Eval CI on prompts is the simplest discipline that prevents the most production embarrassment.
The 2026 evals + observability stack
- Evals frameworks: Braintrust, Ragas (RAG-specific), DeepEval, Inspect Evals (UK AISI), OpenAI evals, Patronus.
- Tracing: Langfuse, Braintrust, Phoenix, LangSmith, OpenLLMetry / OpenTelemetry-native.
- Prompt registries: Braintrust, Vellum, Langfuse, PromptLayer.
- Production grading: Patronus, Lakera, custom.
- Dashboards: rolled into the above or built in Grafana / Metabase.
A credible 2026 stack: Langfuse for traces + prompt registry, Braintrust for evals, Lakera for safety guardrails, OpenLLMetry for OTel-native shops.
Antipatterns
- No evals. Every prompt change is a hope.

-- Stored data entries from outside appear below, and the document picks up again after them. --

PR #213, opened 2021-09-08
Extend `wasm-proc` util functionality

breathx:
Due to the fact that soon we will constantly use the metadata of programs, it would be useful to improve the existing tools for interaction with them and their optimization.

The purpose of this PR is to make using the tool more comfortable both personally and in CI.

- `wasm-proc` now processes through multiple targets
- `wasm-proc` now contains flags:
  - `-m` or `--meta`: forces metadata optimization for targets. Optional.
  - `-o` or `--optimize`:  forces chain optimization for targets. Optional.
  - `-p` or `--path`: specifies paths for `.wasm` file targets . You may skip this flag, but it's args are required.

Note:
If none of `-o` and `-m` specified, tool does nothing, so it becomes useless. To avoid this situation, presence or absence at the same time of these two flags is equivalent:
```
./wasm-proc -mo arg1 arg2
# equivalents
./wasm-proc arg1 arg2
```

Also:
- Removed warnings `unused variable` from `pallets/gear/lib.rs` by marking them as intentional

@gear-tech/dev


utils/wasm-proc/src/main.rs
```diff
@@ -17,38 +17,36 @@
...
-
-    // Invoke optimizer for the chain
-    let mut binary_module = module.clone();
-    let binary_file_name = PathBuf::from(input).with_extension("opt.wasm");
-    utils::optimize(&mut binary_module, vec!["handle", "init"]).expect("Optimizer failed");
-    parity_wasm::serialize_to_file(binary_file_name.clone(), binary_module)
-        .expect("Serialization failed");
+/// Calls chain optimizer
+fn optimize(path: &str, mut binary_module: Module) {
+    println!("\n*** Processing chain optimization: {}", path);
```
NikVolf, line 28:
```suggestion
```

or use `log::debug!`

utils/wasm-proc/src/main.rs
```diff
@@ -17,38 +17,36 @@
...
+
+    if let Err(_) = utils::optimize(&mut binary_module, vec!["handle", "init"]) {
+        println!("Optimizer failed");
+    }
+
+    if let Err(e) = parity_wasm::serialize_to_file(binary_file_name.clone(), binary_module) {
+        println!("Serialization failed: {}", e);
+    }
 
     println!("Optimized wasm: {}", binary_file_name.to_string_lossy());
```
NikVolf, line 40:
```suggestion
```

utils/wasm-proc/src/main.rs
```diff
@@ -57,10 +55,61 @@ fn main() {
...
+    let app = App::new("wasm-proc").args(&[meta, opt, path]);
+
+    let matches = app.get_matches();
+
+    let wasm_files: Vec<&str> = matches
+        .values_of("path")
+        .expect("Path to wasm files is required")
+        .collect();
+
+    let o = matches.is_present("optimize");
```
NikVolf, line 100:
```suggestion
    let do_optimize = matches.is_present("optimize");
```

utils/wasm-proc/src/main.rs
```diff
@@ -57,10 +55,61 @@ fn main() {
...
+    let m = matches.is_present("meta");
```
NikVolf, line 101:
```suggestion
    let do_meta = matches.is_present("meta");
```

utils/wasm-proc/src/main.rs
```diff
@@ -57,10 +55,61 @@ fn main() {
...
+    for file in wasm_files {
+        if let Ok(module) = parity_wasm::deserialize_file(file) {
+            if o || !(o || m) {
+                optimize(file, module.clone());
+            }
+            if m || !(o || m) {
+                optimize_meta(file, module.clone());
+            }
+        } else {
+            println!("Failed to load wasm file: {}", file);
```
NikVolf, line 112: make `main()` return Result<(), ?>

if you print errors this way, exit code of the program would be 0

utils/wasm-proc/src/main.rs
```diff
@@ -17,38 +17,36 @@
...
     println!("Optimized wasm: {}", binary_file_name.to_string_lossy());
+}
 
-    // Invoke optimizer for the metadata
-    let mut metadata_module = module.clone();
-    let metadata_file_name = PathBuf::from(input).with_extension("meta.wasm");
-    utils::optimize(
+/// Calls metadata optimizer
+fn optimize_meta(path: &str, mut metadata_module: Module) {
+    println!("\n*** Processing metadata optimization: {}", path);
```
NikVolf, line 45:
```suggestion
```

NikVolf:
> If none of -o and -m specified, tool does nothing, so it becomes useless. To avoid this situation, presence or absence at the same time of these two flags is equivalent:

don't deliberately produce ambiguous behavior

invert flag to *skip* meta or optimisation like it is done in plasm-utils

so `wasm-proc --skip-meta file1.wasm`

and return error if it is used like that
`wasm-proc --skip-meta --skip-opt file1.wasm`

utils/wasm-proc/src/main.rs
breathx: Yes, nothing crushes, we have an error in console, and script continues work with other arguments. Do you want to break processing of the script if we ran into error?

NikVolf: Yes, like every sensible program does

utils/wasm-proc/src/main.rs
breathx: Changed according to new (skipping) flags logic

utils/wasm-proc/src/main.rs
breathx: Same

utils/wasm-proc/src/main.rs
breathx: Done

NikVolf (approved):

NikVolf:
PR description is a bit outdated now

NikVolf (approved):

PR #216, opened 2021-09-09
Guestbook program

EugenWay:
New program for check how works meta types
Tests https://github.com/gear-tech/gear-js-lib/pull/7

@reviewer-or-team


NikVolf (changes requested):
if you add an example, add a test for it so the example won't become obsolete/not working

NikVolf (approved):

PR #217, opened 2021-09-09
add rust update to dockerfile

pikodd:


pikodd:
* add rust update to dockerfile
* add dependency not to generate certs every time
* some minor updates to CD

NikVolf (approved):

PR #223, opened 2021-09-09
Add test net configuration for node

NikVolf:


ekovalev (approved):

NikVolf:
@ekovalev still waiting for valid json

ekovalev:
> @ekovalev still waiting for valid json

- LLM-as-judge with no human calibration. The judge silently drifts; you trust noise.
- Vibes-based "spot-check". Doesn't scale, doesn't catch regressions, doesn't survive headcount turnover.
- Tracing only failures. You need samples of successes to know what good looks like.
- Mixing dev and prod prompts in the same registry without version IDs. You won't know which version answered which user.
- Treating evals as one-time launch readiness. Drift starts immediately after launch.
FAQ
What are LLM evals in 2026?
Systematic tests against a golden set of inputs scored with a rubric. Standard for any production LLM feature. See the evals glossary entry.
Should I use LLM-as-judge or human grading?
Both. LLM-as-judge for cheap automation across the whole golden set; human grading for ~10% to calibrate the judge and catch its drift.
Best tools for LLM evals and tracing in 2026?
Braintrust + Langfuse cover most needs. Ragas for RAG-specific. Inspect Evals from UK AISI for safety-focused work.
How big should my golden set be?
50 to start, 200-500 for serious evaluation. Quality of cases matters more than quantity — cover edge cases that have actually broken in production.
How do I catch regressions when prompts change?
Run the golden set on every prompt change. Block deploy if pass rate drops more than ~3 percentage points. Track version IDs in tracing so you can attribute regressions.
Last updated: 2026-06-01 · Author: Onur Hüseyin Koçak.